WHAT YOU ARE ASKED TO DO: The lines to reproduce from the material below are those from the one containing "PR #445, opened 2026-07-19" through the one containing "Several checkpoint-gated tests", both included; write them out exactly and add nothing.

__________________________________________________

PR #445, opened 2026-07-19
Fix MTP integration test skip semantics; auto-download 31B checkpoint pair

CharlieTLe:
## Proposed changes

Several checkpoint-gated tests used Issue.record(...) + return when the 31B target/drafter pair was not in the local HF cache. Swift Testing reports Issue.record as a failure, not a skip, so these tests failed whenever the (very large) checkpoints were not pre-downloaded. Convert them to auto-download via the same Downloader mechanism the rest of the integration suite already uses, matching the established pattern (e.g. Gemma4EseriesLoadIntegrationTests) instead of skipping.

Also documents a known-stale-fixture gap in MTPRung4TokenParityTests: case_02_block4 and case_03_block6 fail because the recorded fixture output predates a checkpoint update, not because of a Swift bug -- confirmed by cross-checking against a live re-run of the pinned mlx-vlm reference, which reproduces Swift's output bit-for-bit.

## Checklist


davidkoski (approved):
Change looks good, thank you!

__________________________________________________

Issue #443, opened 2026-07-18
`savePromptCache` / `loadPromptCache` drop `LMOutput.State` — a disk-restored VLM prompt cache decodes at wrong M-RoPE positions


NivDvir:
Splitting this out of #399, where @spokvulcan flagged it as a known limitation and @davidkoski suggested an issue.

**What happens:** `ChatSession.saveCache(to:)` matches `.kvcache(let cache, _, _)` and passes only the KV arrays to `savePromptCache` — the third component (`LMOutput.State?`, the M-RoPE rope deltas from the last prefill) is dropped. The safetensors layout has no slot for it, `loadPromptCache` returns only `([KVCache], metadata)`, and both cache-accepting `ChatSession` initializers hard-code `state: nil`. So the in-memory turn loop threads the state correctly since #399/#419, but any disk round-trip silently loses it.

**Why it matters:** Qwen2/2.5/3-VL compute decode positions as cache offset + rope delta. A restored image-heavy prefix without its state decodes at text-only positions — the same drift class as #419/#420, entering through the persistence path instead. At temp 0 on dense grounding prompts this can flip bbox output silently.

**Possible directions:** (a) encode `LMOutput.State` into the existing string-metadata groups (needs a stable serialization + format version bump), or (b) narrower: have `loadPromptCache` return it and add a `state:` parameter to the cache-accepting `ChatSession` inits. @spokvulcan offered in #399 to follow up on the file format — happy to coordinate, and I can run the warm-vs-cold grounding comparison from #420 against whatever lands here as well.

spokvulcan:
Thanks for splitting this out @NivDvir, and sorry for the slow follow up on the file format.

__________________________________________________

SOLUTION TO THE EXERCISE:
PR #445, opened 2026-07-19
Fix MTP integration test skip semantics; auto-download 31B checkpoint pair

CharlieTLe:
## Proposed changes

Several checkpoint-gated tests used Issue.record(...) + return when the 31B target/drafter pair was not in the local HF cache. Swift Testing reports Issue.record as a failure, not a skip, so these tests failed whenever the (very large) checkpoints were not pre-downloaded. Convert them to auto-download via the same Downloader mechanism the rest of the integration suite already uses, matching the established pattern (e.g. Gemma4EseriesLoadIntegrationTests) instead of skipping.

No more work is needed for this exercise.